Meantime, the elms on Boston Common were clothed with tender April green
and under foot sweet, soft grass was springing. In this inspiring
cathedral walked Edgar Poe, his pale face and deep eyes, passionate with
the worship of beauty that filled his soul, lifted to the greening
arches above him, his sensitive ears entranced with the bird-music that
fluted through the cool aisles. His mind was teeming with new poems in
the making and with visions of what he should do if his book should
sell.

But it did not sell. The leading magazines acknowledged its receipt in
their review columns, but with the merest mention, which was exceedingly
disconcerting. It was discussed (but with disappointment) for a week by
his friends at home and at the University, to whom he sent copies. Then
was forgotten.

And now its author was, for the first time within his recollection,
beginning to feel the pinch of poverty. His money was almost gone and he
saw no immediate hope of getting more. He moved to the cheapest boarding
house he could find but he did not mind that so much as the prospect
that faced him of soon beginning to present a shabby appearance in
public. His shoes were already showing wear, and he found that to keep
his linen as immaculate as he had always been accustomed to have it cost
money and he actually had to economize in the quantity of clothing he
had laundered. This to his proud and fastidious nature was humiliating
in the extreme.

He and Calvin Thomas held frequent colloquies as to ways and means of
giving his book wider circulation. He visited the offices of the several
newspapers of the town in the hope of getting work in the line of
journalism--reporting, reviewing, story-writing, anything in the way of
the only business or profession for which he felt that he had any
aptitude or preparation; but without success.

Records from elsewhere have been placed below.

PR #587, opened 2026-04-24
Updated downloader constant for openjdk base url from 26 to 26.0.1

sid-srini:


Achal1607 (approved):
LGTM. Thanks for the update @sid-srini

PR #590, opened 2026-04-24
Updated sbom generation tools patch versions

sid-srini:


Achal1607 (approved):
LGTM. Thanks @sid-srini

PR #593, opened 2026-04-27
Fixed SBOM generation failure on older node versions

sid-srini:
Pinned an earlier version of cdxgen to avoid transitive dependencies failing on earlier node versions.


Achal1607 (dismissed):
LGTM. Thanks @sid-srini

Achal1607 (dismissed):

Achal1607 (dismissed):

Achal1607 (approved):

PR #598, opened 2026-05-07
Amended README and Changelog for v26.0.0 features

sid-srini:
- Fixed merge issue in README causing reordering of the Maven user settings and VS Code variable substitution sections.
- Added a note about working around VS Code variable substitution in settings when using literal string that looks like a variable reference.
- Commented out shields badges for VS Marketplace that have been retired (Refer: vsmarketplace issue 1776).
- Added Changelog entries for new static content changes in v26.0.0


Achal1607 (approved):
LGTM. Thanks @sid-srini

PR #606, opened 2026-06-05
Fixed jdkHome config value handler fallback to env vars

sid-srini:
Fixed `handler.ts:jdkHomeValueHandler()` to have the promise return the fallback env vars `JDK_HOME` or `JAVA_HOME` when no config value is defined.
- The config getter returns the default value i.e. `null`, in such a case.
- Thus, the `defaultValue` parameter cannot be used, since the vscode config getter returns the default value defined in package.json, causing the value to not be `undefined`.
- So, a `then()` clause on the promise is needed to check for `null` or `undefined` value, and fallback to the env vars, if so.


Achal1607 (approved):
Hey, @sid-srini thanks for identifying it. LGTM.

PR #607, opened 2026-06-05
Added basic type checks in java.lsp.server config change listeners

sid-srini:
Backports netbeans PR 9369.
- Added checks for null and required JsonElement type in the registered config change listeners in WorkspaceService.
- Included a check for blank input defaultPlatformOverride in AbstractJavaPlatformProviderOverride to avoid expensive initialization in such cases.

This fixes issues like "IOException: Invalid J2SE platform" when `jdk.project.jdkhome` is set to `""` in settings.json.

### DIFF
--- a/build.xml
+++ b/build.xml
@@ -61,6 +61,7 @@
             patches/9263-draft.diff
             patches/9282-draft.diff
             patches/9290.diff
+            patches/9369.diff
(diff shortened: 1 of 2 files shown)


Achal1607 (approved):
LGTM. Thanks @sid-srini

PR #638, opened 2026-08-25
Reinstated the config to disable nbjavac

sid-srini:
javac from newer JDK EA versions (JDK 27+) may be used directly with the NB31 update.


singh-akhilesh (approved):
LGTM

PR #454, opened 2019-05-29
Rubygems parser Gemfile.lock chomp nonprinting newline chars

tyrelsouza:
We tried scanning a file that appears to have been made on windows. This caused there to be an error message of: `Gemfile.lock: undefined method 'gsub' for nil:NilClass"` because the match didn't match ` name (ver)\r`

Deciding to chomp away the newline characters

### DIFF
--- a/lib/bibliothecary/parsers/rubygems.rb
+++ b/lib/bibliothecary/parsers/rubygems.rb
@@ -29,7 +29,8 @@ module Bibliothecary
       end
 
       def self.parse_gemfile_lock(manifest)
-        manifest.split("\n").map do |line|
+        manifest.each_line.map do |line|
+          line.chomp!
           match = line.match(NAME_VERSION_4)
           next unless match
           name = match[1]
--- a/lib/bibliothecary/parsers/rubygems.rb
+++ b/lib/bibliothecary/parsers/rubygems.rb
@@ -29,8 +29,7 @@ module Bibliothecary
       end
 
       def self.parse_gemfile_lock(manifest)
-        manifest.each_line.map do |line|
-          line.chomp!
+        manifest.lines(chomp: true).map do |line|
           match = line.match(NAME_VERSION_4)
           next unless match
           name = match[1]
--- a/spec/parsers/rubygems_spec.rb
+++ b/spec/parsers/rubygems_spec.rb
@@ -76,10 +76,15 @@ describe Bibliothecary::Parsers::Rubygems do
   end
 
   it 'parses dependencies from Gemfile.lock with windows line endings' do
+    fixture = load_fixture("GemfileLineEndings.lock")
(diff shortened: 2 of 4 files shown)


lib/bibliothecary/parsers/rubygems.rb
```diff
@@ -30,10 +30,11 @@ def self.mapping
 
       def self.parse_gemfile_lock(manifest)
         manifest.split("\n").map do |line|
```
jsonperl: I think we can rely on ruby's https://apidock.com/ruby/String/each_line. Maybe give that a shot and run a couple scenarios through it to make sure it's true?

tyrelsouza: Seems that doesn't actually strip the chars though, still need to remove them
```
irb(main):002:0> "alksdjf\nlaksdjf\r\nlaksjdf\nlkajsdf\rlkjasdlfkj".each_line { |l| puts l.dump }
"alksdjf\n"
"laksdjf\r\n"
"laksjdf\n"
"lkajsdf\rlkjasdlfkj"
=> "alksdjf\nlaksdjf\r\nlaksjdf\nlkajsdf\rlkjasdlfkj"
```

lib/bibliothecary/parsers/rubygems.rb
```diff
@@ -29,7 +29,7 @@ def self.mapping
       end
 
       def self.parse_gemfile_lock(manifest)
-        manifest.split("\n").map do |line|
+        manifest.each_line.map(&:chomp!).map do |line|
```
jsonperl: We can probably ditch the second map, and probably with doing in the first line of the block so as not to pre-create the array.
```
manifest.each_line.map do |line|
  line = line.chomp!
  ...
end
```

spec/parsers/rubygems_spec.rb
```diff
@@ -75,6 +75,21 @@
     })
   end
 
+  it 'parses dependencies from Gemfile.lock with windows line endings' do
+    expect(
+      described_class.analyse_contents(
+        "Gemfile.lock",
```
katzj: Maybe throw this into a fixture?

lib/bibliothecary/parsers/rubygems.rb
```diff
@@ -29,7 +29,8 @@ def self.mapping
       end
 
       def self.parse_gemfile_lock(manifest)
-        manifest.split("\n").map do |line|
+        manifest.each_line.map do |line|
+          line.chomp!
```
tiegz:
```suggestion:-1
        manifest.lines(chomp: true).map do |line|
```

jsonperl: Ooh yess!

PR #455, opened 2019-05-29
Adds Bibliothecary.configuration.ignored_deps option

tiegz:
### Usage

``` ruby
    Bibliothecary.configure do |config|
      config.ignored_deps = {
        "composer.json" => [/^php$/i]
      }
    end
```

This will omit any dependencies from `"composer.json"` files that matches the regexes specified.

### Why?

You may want to skip certain dependencies from an analysis. For example, Composer [allows you](https://getcomposer.org/doc/04-schema.md#package-links) to specify the version of PHP or the required system extensions for PHP alongside your regular deps:

``` json
"require": {
		"laravel/framework": "5.0.*"
		"laravel/framework": "5.0.*",
		"php": "^7.1",
		"ext-mbstring": "*"
	},
```

But `php` (the language) and `ext-mbstring` (a system extension) aren't really packages, so this option lets you skip them when parsing a manifest.

### DIFF
--- a/lib/bibliothecary/configuration.rb
+++ b/lib/bibliothecary/configuration.rb
@@ -14,7 +14,7 @@ module Bibliothecary
     def initialize
       @ignored_dirs = ['.git', 'node_modules', 'bower_components', 'vendor', 'dist']
       @ignored_files = []
-      @ignored_deps = {} # e.g. { 'packagist' => [/a_regexp/] }
+      @ignored_deps = {} # e.g. { 'composer.json' => [/some_depname_regexp/, /another_depname_regexp/] }
       @carthage_parser_host = 'https://carthage.libraries.io'
       @clojars_parser_host  = 'https://clojars.libraries.io'
       @mix_parser_host      = 'https://mix.libraries.io'
--- a/lib/bibliothecary/configuration.rb
+++ b/lib/bibliothecary/configuration.rb
@@ -2,6 +2,7 @@ module Bibliothecary
   class Configuration
     attr_accessor :ignored_dirs
     attr_accessor :ignored_files
+    attr_accessor :ignored_deps
     attr_accessor :carthage_parser_host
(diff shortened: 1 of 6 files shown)


spec/bibliothecary_spec.rb
```diff
@@ -282,22 +305,18 @@
...
   end
 
-  it 'allows customization of config options' do
-    Bibliothecary.configure do |config|
-      config.ignored_dirs = ['foobar']
-    end
-
-    expect(Bibliothecary.ignored_dirs).to eq(['foobar'])
-  end
-
```
tiegz: This was a dupe test

lib/bibliothecary/configuration.rb
```diff
@@ -13,6 +14,7 @@ class Configuration
     def initialize
       @ignored_dirs = ['.git', 'node_modules', 'bower_components', 'vendor', 'dist']
       @ignored_files = []
+      @ignored_deps = {} # e.g. { 'packagist' => [/a_regexp/] }
```
jsonperl: Seems like you changed gears since the comment

jsonperl: ☝️ Change gears = It was a platform => regex hash, and is now keyed on file.

tiegz:
@jsonperl this is mainly to work around package managers that mix deps with non-deps in their manifests. Composer does this, but I'm wondering if this will be so rare that it doesn't necessitate this option. Is this work better done by clients of the library? cc @katzj

jsonperl:
Gotcha @tiegz thanks for the info. I don't see any harm in trying it out here, and seeing how it plays out. We can always pull it back out into a client if it doesn't prove useful.

katzj:
I think we probably want to keep it in the caller side... there's a level of options that just start to get hard to understand if we natively have it here.

PR #457, opened 2019-06-06
Parse Maven Dependency Plugin Output

mikeyoung85:
Support a file containing resolved maven dependencies from maven dependency plugin and treat it like a Maven lockfile.


lib/bibliothecary/parsers/maven.rb
```diff
@@ -11,6 +11,8 @@ class Maven
       # "|    \\--- com.google.guava:guava:23.5-jre (*)"
       GRADLE_DEP_REGEX = /(\+---|\\---){1}/
 
+      MAVEN_DEP_REGEXT = /(\s+)([\w\.-]+)\:([\w\.-]+)\:([\w\.-]+)\:([\w\.-]+)\:([\w]+).+/
```
mikeyoung85: My regex fu is weak but this is meant to match up each section of the dependency string so that can easily be set in the correct location in the parser.

lib/bibliothecary/parsers/maven.rb
```diff
@@ -109,6 +115,20 @@ def self.parse_gradle_resolved(file_contents)
...
+          type_match = MAVEN_DEP_REGEXT.match(line)
+
+          next unless type_match
+          # org.springframework.boot:spring-boot-starter-web:jar:2.0.3.RELEASE:compile[36m -- module spring.boot.starter.web[0;1m [auto][m
+          {
+            name: type_match[2, 2].join(":"),
+            requirement: type_match[5],
+            type: type_match[6]
+          }
+        end.compact.uniq {|item| [item[:name], item[:requirement], item[:type]]}
```
kbarrette: I really don't like the look of chaining with `do`/`end`, so I generally make another method, for something like:
```ruby
file_contents
  .lines
  .map(&method(:parse_line))
  .compact
  .uniq { ... }
```

lib/bibliothecary/parsers/maven.rb
```diff
@@ -109,6 +115,20 @@ def self.parse_gradle_resolved(file_contents)
         end.compact.uniq {|item| [item[:name], item[:requirement], item[:type]]}
       end
 
+      def self.parse_maven_resolved(file_contents)
+        file_contents.split("\n").map do |line|
+          type_match = MAVEN_DEP_REGEXT.match(line)
```
kbarrette: Can we just split on `:` here? It might be easier to reason about than the regex

mikeyoung85: Yeah that sounds more reasonable.

lib/bibliothecary/parsers/maven.rb
```diff
@@ -109,6 +113,25 @@ def self.parse_gradle_resolved(file_contents)
...
+      end
+
+      def self.parse_resolved_dep_line(line)
+        dep_parts = line.strip.split(":")
+        return nil unless dep_parts.length == 5
+        # org.springframework.boot:spring-boot-starter-web:jar:2.0.3.RELEASE:compile[36m -- module spring.boot.starter.web[0;1m [auto][m
+        {
+          name: dep_parts[0, 2].join(":"),
+          requirement: dep_parts[3],
+          type: dep_parts[4].split("--").first.gsub(/\e\[(\d+)m/, '').strip #remove control characters from string
```
mikeyoung85: I think these are ANSI color codes that have shown up in the output. I think I'll need to take a deeper look at this because this could become a problem depending on the environment the maven dependency file was generated in.

mikeyoung85: Added a more comprehensive regex sub.

lib/bibliothecary/parsers/maven.rb
```diff
@@ -11,6 +11,8 @@ class Maven
       # "|    \\--- com.google.guava:guava:23.5-jre (*)"
       GRADLE_DEP_REGEX = /(\+---|\\---){1}/
 
+      ANSI_MATCHER = '(\[)?\033(\[)?[;?\d]*[\dA-Za-z]([\];])?'
```
mikeyoung85: This should match the ANSI codes.

lib/bibliothecary/parsers/maven.rb
```diff
@@ -109,6 +115,26 @@ def self.parse_gradle_resolved(file_contents)
         end.compact.uniq {|item| [item[:name], item[:requirement], item[:type]]}
       end
 
+      def self.parse_maven_resolved(file_contents)
+        file_contents
+          .gsub(/#{ANSI_MATCHER}/, '')
```
mikeyoung85: Use `gsub` to remove ANSI characters from the file string.

lib/bibliothecary/parsers/maven.rb
kbarrette: I wonder if we should use a gem here? https://github.com/fazibear/colorize ?

lib/bibliothecary/parsers/maven.rb
kbarrette: You can make the constant the regex itself, and not have to do this interpolation

lib/bibliothecary/parsers/maven.rb
mikeyoung85: I went with https://github.com/piotrmurach/strings-ansi to handle this instead. I had originally pulled the regex from this project and it seems to work where the `colorize` gem wasn't picking up all the codes.

lib/bibliothecary/parsers/maven.rb
```diff
@@ -109,6 +114,26 @@ def self.parse_gradle_resolved(file_contents)
         end.compact.uniq {|item| [item[:name], item[:requirement], item[:type]]}
       end
 
+      def self.parse_maven_resolved(file_contents)
+        file_contents = Strings::ANSI.sanitize(file_contents)
```
kbarrette: You can skip the variable and just
```ruby
Strings::ANSI
  .sanitize(file_contents)
  .lines
  .map ...
```

lib/bibliothecary/parsers/maven.rb
```diff
@@ -109,6 +114,26 @@ def self.parse_gradle_resolved(file_contents)
...
+        file_contents
+          .split("\n")
+          .map(&method(:parse_resolved_dep_line))
+          .compact
+          .uniq {|item| [item[:name], item[:requirement], item[:type]]}
```
kbarrette: You shouldn't need to specify what to uniq on, since it's the entire hash

lib/bibliothecary/parsers/maven.rb
```diff
@@ -109,6 +114,26 @@ def self.parse_gradle_resolved(file_contents)
...
+      end
+
+      def self.parse_resolved_dep_line(line)
+        dep_parts = line.strip.split(":")
+        return nil unless dep_parts.length == 5
```
kbarrette: Convention would normally be just `return unless` (no `nil`)

PR #458, opened 2019-07-01
More Maven Property Resolving

mikeyoung85:
This will resolve properties that are hanging out inside of a string like `http://www.myhomepage.com/${project.artifactId}`. It will also recurse up to 5 times to resolve a property. Added some changes to the spec pom file to verify the resolved values.

### DIFF
--- a/lib/bibliothecary/parsers/maven.rb
+++ b/lib/bibliothecary/parsers/maven.rb
@@ -13,6 +13,7 @@ module Bibliothecary
       GRADLE_DEP_REGEX = /(\+---|\\---){1}/
 
       MAVEN_PROPERTY_REGEX = /^(.*)\$\{(.+)\}(.*)/
+      MAX_DEPTH = 5
 
       def self.mapping
         {
@@ -189,9 +190,22 @@ module Bibliothecary
       end
 
       def self.extract_property(xml, property_name, value, parent_properties = {}, depth = 0)
+        prop_value = property_value(xml, property_name, parent_properties)
+        return value unless prop_value
         # don't resolve more than 5 levels deep to avoid potential circular references
-        max_depth = 5
+       
+        resolved_value = replace_value_with_prop(value, prop_value, property_name)
+        # check to see if we just resolved to another property name
+        match = resolved_value.match(MAVEN_PROPERTY_REGEX)
+        if match && depth < MAX_DEPTH
+          depth += 1
+          return extract_property(xml, match[2], resolved_value, parent_properties, depth)
+        else
+          return resolved_value
+        end 
+      end
 
+      def self.property_value(xml, property_name, parent_properties)
         # the xml root is <project> so lookup the non property name in the xml
         # this converts ${project/group.id} -> ${group/id}
         non_prop_name = property_name.gsub(".", "/").gsub("project/", "")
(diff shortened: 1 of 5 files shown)


lib/bibliothecary/parsers/maven.rb
```diff
@@ -172,30 +174,53 @@ def self.extract_pom_info(xml, location, parent_properties = {})
...
-          elsif parent_prop
-            return parent_prop
-          elsif xml.locate(non_prop_name).first
-            # see if the value to look up is a field under the project
-            # examples are ${project.groupId} or ${project.version}
-            return xml.locate(non_prop_name).first.nodes.first
-          else
-            return value
-          end
+          return extract_property(xml, match[2], value, parent_properties)
```
kbarrette: If we only ever care about the second capture, we can ditch the first.

lib/bibliothecary/parsers/maven.rb
```diff
@@ -12,6 +12,8 @@ class Maven
       # "|    \\--- com.google.guava:guava:23.5-jre (*)"
       GRADLE_DEP_REGEX = /(\+---|\\---){1}/
 
+      MAVEN_PROPERTY_REGEX = /^(.*)\$\{(.+)\}(.*)/
```
kbarrette: I think `/\$/{(.+?)\}/` would do here

lib/bibliothecary/parsers/maven.rb
```diff
@@ -172,30 +174,53 @@ def self.extract_pom_info(xml, location, parent_properties = {})
...
         else
           return value
         end
       end
+
+      def self.replace_value_with_prop(original_value, property_value, property_name)
+        original_value.gsub("${#{property_name}}", property_value)
+      end
+
+      def self.extract_property(xml, property_name, value, parent_properties = {}, depth = 0)
```
kbarrette: I think if you break this into two methods it'll flow more easily, something like:
```ruby
      def self.extract_property(xml, property_name, value, parent_properties = {}, depth = 0)
        prop_value = property_value(xml, property_name, parent_properties)
        return value unless prop_value
        resolved_value = replace_value_with_prop(value, prop_value, property_name)

        # check to see if we just resolved to another property name
        match = resolved_value.match(MAVEN_PROPERTY_REGEX)
        if match && depth < MAX_DEPTH
          extract_property(xml, match[2], resolved_value, parent_properties, depth + 1)
        else
          resolved_value
        end
      end

      def self.property_value(xml, property_name, parent_properties)
        # the xml root is <project> so lookup the non property name in the xml
        # this converts ${project/group.id} -> ${group/id}
        prop_field = xml.respond_to?(:properties) && xml.properties.locate(property_name).first
        non_prop_name = property_name.gsub(".", "/").gsub("project/", "")

        if prop_field
          prop_field.nodes.first
        elsif parent_properties[property_name]
          parent_properties[property_name]
        elsif (non_prop = xml.locate(non_prop_name).first)
          # see if the value to look up is a field under the project
          # examples are ${project.groupId} or ${project.version}
          non_prop.nodes.first
        end

        # property not found
      end
```

lib/bibliothecary/parsers/maven.rb
mikeyoung85: It wouldn't capture any properties in the middle of the string, which was one of the problems we were having.

lib/bibliothecary/parsers/maven.rb
kbarrette: n.b. I did not test this

lib/bibliothecary/parsers/maven.rb
kbarrette: That was due to the `^` marking "beginning of line"

PR #461, opened 2019-08-08
Initial draft of putting Conda onto Bibliothecary

tyrelsouza:


lib/bibliothecary/parsers/conda.rb
```diff
@@ -0,0 +1,38 @@
...
+      end
+
+      def self.parse_yaml_manifest(file_contents)
+        unparsed_manifest = YAML.load file_contents
+
+        manifest = {}
+        manifest["dependencies"] = unparsed_manifest["dependencies"].map do |dep|
+          # fields seem to be  `name=version=build` or `name` or `name=version`
+          # Handling the `name` case by always appending a ">= 0" to the list, 
+          # and taking first two items.
```
tyrelsouza: haven't seen any online where it's something like 

`name=build`  so not sure if we should handle that. It seems people either hand craft in

`name`
`name=version`
or automate it export being
`name=version=build`

lib/bibliothecary/configuration.rb
```diff
@@ -18,6 +19,7 @@ def initialize
       @mix_parser_host      = 'https://mix.libraries.io'
       @gradle_parser_host   = 'https://gradle-parser.libraries.io'
       @yarn_parser_host     = 'https://yarn-parser.libraries.io'
+      @conda_parser_host    = 'https://conda.libraries.io'
```
tyrelsouza: Working on getting some of these timeout errors to go away - so this can't merge until some internal things are settled.

lib/bibliothecary/parsers/conda.rb
```diff
@@ -0,0 +1,60 @@
...
+module Bibliothecary
+  module Parsers
+    class Conda
+      include Bibliothecary::Analyser
+      FILE_KINDS = %w[manifest lockfile]
+
+      def self.mapping
+        {
+          match_filename("environment.yml") => {
+            parser: :parse_conda_environment,
```
kbarrette: I don't think we're using `parser` at all for conda? If not, let's make it a no-op

lib/bibliothecary/analyser.rb
```diff
@@ -89,12 +89,11 @@ def parse_json_runtime_manifest(file_contents)
       end
 
       def map_dependencies(hash, key, type)
-        hash.fetch(key,[]).map do |name, requirement|
-          {
-            name: name,
-            requirement: requirement,
-            type: type
-          }
+        # determine if the items are hashes or arrays, and return appropriate results
```
kbarrette: I think we can keep this internal to `Conda` by removing this change and just having `Conda` do the right thing

lib/bibliothecary/parsers/conda.rb
```diff
@@ -0,0 +1,60 @@
...
+        }
+      end
+
+      def self.parse_conda_environment(file_contents)
+        manifest = call_conda_parser_web(file_contents)
+
+        Hash[FILE_KINDS.collect { |kind| [kind, map_dependencies(manifest, kind, "runtime")] }]
+      end
+
+      def self.call_conda_parser_web(file_contents)
```
kbarrette: Looks like this can be private

lib/bibliothecary/parsers/conda.rb
```diff
@@ -0,0 +1,60 @@
...
+        host = Bibliothecary.configuration.conda_parser_host
+        response = Typhoeus.post(
+          "#{host}/parse",
+          headers: {
+              ContentType: 'multipart/form-data'
+          },
+          # TODO: Can we ever get the filename from the method call from `match_filename` in the future? would be nice to be able to.
```
kbarrette: Not sure I understand this TODO

lib/bibliothecary/analyser.rb
tyrelsouza: I kind of disagree. Yes there's the YAGNI principle, but keeping this in will allow future parsers to not care whether they are a two-tuple of `(name, requirement)` or a nicely formatted response from a json-api.

(for instance, with this in, I can use it in `npm.rb`, `hackage.rb`, `hex.rb`, `maven.rb`, etc..  as well, rather than having  almost the same maps to maintain there.
I might do this in a new PR after this, I think it's out of scope of this PR, but will be a small change)

lib/bibliothecary/parsers/conda.rb
tyrelsouza: Updated it, and added a higher up TODO for more context!

PR #465, opened 2019-09-26
Allow matching from multiple kinds

tyrelsouza:


lib/bibliothecary/parsers/conda.rb
```diff
@@ -4,7 +4,7 @@ module Bibliothecary
   module Parsers
     class Conda
       include Bibliothecary::Analyser
-      FILE_KINDS = %i[manifest lockfile]
+      FILE_KINDS = %w[manifest lockfile]
```
tyrelsouza: Making this string now is the big clincher

PR #467, opened 2019-09-30
Make conda return Lockfile, or Manifest, not both in one response.

tyrelsouza:
conda-parser change is live, so updated VCR records.
of course new versions have released, so the responses are _slightly_ different with versions.

Also only returning one type, so NO MORE HARDCODING making a `Bibliothecary::Analyser.create_analysis(`  i can just return json!

For more context, see https://github.com/librariesio/conda-parser/pull/16


spec/parsers/conda_spec.rb
```diff
@@ -17,116 +17,98 @@
           {:name=>"ncurses", :requirement=>"6.1", :type=>"runtime"},
           {:name=>"numpy", :requirement=>"1.16.4", :type=>"runtime"},
           {:name=>"openssl", :requirement=>"1.1.1c", :type=>"runtime"},
-          {:name=>"pip", :requirement=>"19.2.2", :type=>"runtime"},
```
tyrelsouza: no version because we're not resolving the version now for manifests, just returning as is. this example file has pip and setuptools without versions

lib/bibliothecary/parsers/conda.rb
```diff
@@ -1,67 +1,53 @@
...
+          },
+          match_filename("environment.yaml.lock") => {
+            parser: :parse_conda_lockfile,
+            kind: "lockfile",
+          },
         }
       end
 
-      # Overrides Analyser.analyse_contents_from_info
-      def self.analyse_contents_from_info(info)
```
tyrelsouza: GOOD BYE OVERRIDE!

lib/bibliothecary/parsers/conda.rb
```diff
@@ -1,67 +1,53 @@
...
-      rescue Psych::SyntaxError => e
-        Bibliothecary::Analyser::create_error_analysis(platform_name, info.relative_path, "runtime", e.message)
-      end
-
-      private
-
       def self.parse_conda(info)
-        results = call_conda_parser_web(info.contents)
-        FILE_KINDS.map do |kind|
-          Bibliothecary::Analyser.create_analysis(
```
tyrelsouza: SEE YA Explicit Creation

PR #472, opened 2020-05-13
add resolved pip to pypi

tyrelsouza:


lib/bibliothecary/parsers/pypi.rb
```diff
@@ -15,6 +15,11 @@ def self.mapping
             parser: :parse_requirements_txt,
             can_have_lockfile: false
           },
+          match_filename('pip-resolved-dependencies.txt') => { # Inferred from pip
+            kind: 'lockfile',
+            parser: :parse_requirements_txt,
+            can_have_lockfile: false
```
tyrelsouza, line 21: should this be true, it IS a lockfile...

PR #474, opened 2020-06-06
Handle single-line require expressions in go.mod.

tiegz:
Buffalo's events module has an example of this case: https://github.com/gobuffalo/events/blob/master/go.mod

Also, adds ignoring of `exclude` and `replace` directives, since Bibliothecary doesn't need those.


lib/bibliothecary/parsers/go.rb
```diff
@@ -7,13 +7,13 @@ class Go
...
-      GOMOD_REGEX = /^(.+)\s+(.+)$/
-      GOMOD_IGNORABLE_REGEX = /^(module\s|require\s+\(|go\s|\))/m
+      GOMOD_REGEX = /^(require\s+)?(.+)\s+(.+)$/
+      GOMOD_IGNORABLE_REGEX = /^(\/\/|module\s|go\s|exclude\s|replace\s|require\s+\(|\))/m
       GOSUM_REGEX = /^(.+)\s+(.+)\s+(.+)$/
 
       def self.mapping
         {
-          // Go Modules (recommended)
+          # Go Modules (recommended)
```
tyrelsouza, line 16: how did this work?!

tyrelsouza: Talked to Tieg, it wasn't deployed yet, makes sense!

At length the sign of "Calvin F.S. Thomas, Printer" had suddenly
disappeared from the little shop in Washington Street, and a dismal "To
Let," was in its place.

At about the same time Mrs. Blanks lost the handsome, quiet young
gentleman, who had evidently seen better days, from her unpretentious
lodging house, and the walks under the elms in Boston Common were no
longer trodden by The Dreamer from Virginia.